In terms of policy prospects, in the process of power market reform, policies will focus on demand-side main body trading norms. In view of the advantages and disadvantages of the two-stage robust transaction decision model, future policies will refine market rules, clarify the rights and responsibilities of aggregators, introduce reward and punishment or compensation mechanisms to deal with “over-response” and “under-response”, and strengthen supervision over the decision-making process of aggregators, so as to ensure market stability and efficiency and achieve optimal allocation of resources.
In the future work direction, the strategy optimization should be based on the market rules to refine the day before the bidding strategy, the construction of price monitoring and analysis system to cope with price fluctuations.

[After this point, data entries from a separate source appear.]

PR #108, opened 2016-04-26
Fix security definer security issue

alvar-freude:
The following changes fixes a security issue with all functions using `SECURITY DEFINER` and adds a test for this case.

While running my test suite for an other project, I recognized that all functions with `SECURITY DEFINER` are created in a way, an attacker can misuse it.

For details see [Writing SECURITY DEFINER Functions Safely](http://www.postgresql.org/docs/current/static/sql-createfunction.html#SQL-CREATEFUNCTION-SECURITY) in the PostgreSQL documentation.

This pull request contains all changes and a test in `test/test-security--security-definer.sql` for this.

The fix is, that all `SECURITY DEFINER` functions need an explicit secure search path with pg_temp at the end. I added this in all functions.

Technology research and development need to improve the innovation model, integrate more factors, improve operational efficiency, and enhance adaptability with intelligent technology. Cooperation and communication should strengthen coordination with dispatching agencies, share information, participate in testing, and promote the exchange of experience and joint research as well as the development of aggregators in the industry, so as to promote the overall level of transaction decision-making and sustainable development of the industry.